ABERMAN: David, last question before I let you go. You’re at the front, Don Quixote, with the flag. What are we not doing, as a region, that we need to do to help you?
BOWERS: What we’re not doing, as a region, I think, is one: being honest and open about the scale of the problem. When we talk about 150,000 families that are living severely cost-burdened, which means they’re paying more than half of their income for their rent, when you talk about 150,000 new low-income households that are coming here, when we think about the fact this could be a 25 to 35 billion dollar requirement in terms of solving for this issue, in our region, a lot of folks are scared off by the numbers. And so, number one, we have to just admit and say out loud, the scope and scale of the problem.
The second thing we really need to do is: decision makers, policy makers, from boardrooms, to city halls, and mayor’s offices, I think, need to quantify their responses in terms of the need. So, what I like to say is, stop pulling out willy-nilly numbers. So, let’s do five million, or twenty million, or 100 million.

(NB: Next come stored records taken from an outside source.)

PR #327, opened 2024-11-13
Migrate Baduk (and subvariants) to the DefaultBoard

benjaminpjones:
The main change is the addition of `uiTransform` to `baduk.ts` and deletion of the three  boards in vue-client/src/components/boards, but there are a bunch of knock-on effects because so many variants are built on top of this variant.

I'll try to comment on seemingly unrelated changes in this diff.

**Tested:** I spot checked affected variants

Screenshot_20241112_191002
Screenshot_20241112_190844


packages/shared/src/lib/board_types.ts
```diff
@@ -15,4 +15,7 @@ export type DefaultBoardConfig = {
 export type DefaultBoardState = {
   board: MulticolorStone[] | MulticolorStone[][];
   backgroundColor?: string;
+  // TODO: we should probably merge this into board
+  // score would be some field on MulticolorStone
+  score_board?: (string[] | null)[] | (string[] | null)[][];
```
benjaminpjones, line 20: I forgot to pipe this through in some way.  Also added the `TODO` since the "shapes" of `board` and `score_board` are similar

packages/shared/src/variants/baduk_utils.ts
```diff
@@ -61,3 +62,37 @@ export function mapToNewConfig<ConfigT extends LegacyBadukConfig>(
...
+  board: T[][],
+  f: (x: T) => S,
+  shape: "flatten-2d-to-1d",
+): S[];
+export function mapBoard<T, S>(
+  board: T[][],
+  f: (x: T) => S,
+  shape: BoardShape,
+): S[] | S[][];
+export function mapBoard<T, S>(
```
benjaminpjones, line 83: This function really helps with the differences in Grid/Graph.

packages/shared/src/variants/deprecated/badukWithAbstractBoard.ts
```diff
@@ -52,18 +52,12 @@ export function mapToNewBadukConfig(config: unknown): NewBadukConfig {
   return { komi: typedConfig.komi, board: mapToNewBoardConfig(typedConfig) };
 }
 
-export const badukWithAbstractBoardVariant: Variant<BadukConfig> = {
-  gameClass: Baduk,
+export const badukWithAbstractBoardVariant: Variant<
+  NewBadukConfig,
+  BadukState
+> = {
+  ...badukVariant,
```
benjaminpjones, line 59: This variant is functionally equivalent to Baduk, so I think copying in everything (except sanitizeConfig) makes sense.  I didn't think of a good way to test though :grimacing:

packages/shared/src/variants/freeze.ts
```diff
@@ -41,7 +41,10 @@ export class FreezeGo extends Baduk {
     return { ...super.exportState(), frozen: this.frozen };
   }
 
-  static uiTransform(config: NewBadukConfig, state: FreezeGoState) {
+  static uiTransform<ConfigT extends NewBadukConfig = NewBadukConfig>(
```
benjaminpjones, line 44: Had to change this because TypeScript wants types to match the parent class even for `static` methods. It's strange haha

packages/shared/src/variants/one_color.ts
```diff
@@ -13,7 +11,7 @@ export class OneColorGo extends Baduk {
   }
 }
 
-export const oneColorGoVariant: Variant<NewBadukConfig> = {
+export const oneColorGoVariant: typeof badukVariant = {
```
benjaminpjones, line 14: The alternative was to change to `Variant<NewBadukConfig, BadukState>`. I figured `typeof` was DRYer.

packages/vue-client/src/components/PlayingTable/ThueMorseTable.vue
```diff
@@ -1,12 +1,15 @@
...
+} from "@ogfcommunity/variants-shared";
 import MoveSequenceDisplay from "../MoveSequenceDisplay.vue";
 import { count_binary_ones } from "@ogfcommunity/variants-shared";
+import DefaultBoard from "../boards/DefaultBoard.vue";
 
 defineProps<{
-  gamestate: BadukState;
-  config: GridBadukConfig;
+  gamestate: DefaultBoardState;
+  config: NewGridBadukConfig;
```
benjaminpjones, line 12: This is okay because we have `sanitizeConfig`

packages/shared/src/variants/quantum.ts
```diff
@@ -310,4 +310,7 @@ export const quantumVariant: Variant<NewBadukConfig> = {
       komi: 7.5,
     };
   },
+  // quantum uses its own board, so we shouldn't use
+  // Baduk.uiTransform
+  uiTransform: undefined,
```
merowin, line 315: Maybe we can use the default board as child component of the quantum go board. But that's for the future anyway.

packages/vue-client/src/components/PlayingTable/ThueMorseTable.vue
merowin: Hm I think this should be `NewBadukConfig` though, or `DefaultBoardConfig`, since Thue-Morse can be played on graph boards too.

merowin (approved):
Very cool! 🎉

packages/shared/src/variants/quantum.ts
benjaminpjones: Oh yeah! Tbh I didn't even look at the impl of QuantumBoard when doing this, but migrating to DefaultBoard sounds like the right path!

packages/vue-client/src/components/PlayingTable/ThueMorseTable.vue
benjaminpjones: Oops you're right, just seeing this comment. I'll follow up

JonKo314:
Very cool indeed.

Let’s make sure that the budget number decisions that we’re making are tied to solving for percentage of the need. And the final thing is: we need more actual dollars invested, and the implementation of good policies that we know can work to reduce cost.
ABERMAN: If you’re wondering who is in the forefront of dealing with affordable housing, and you don’t know who else to look to, check out and find David Bowers. Thanks for joining us in the studio today, David, it was great to have you.
BOWERS: Jonathan, thanks, great to be with you.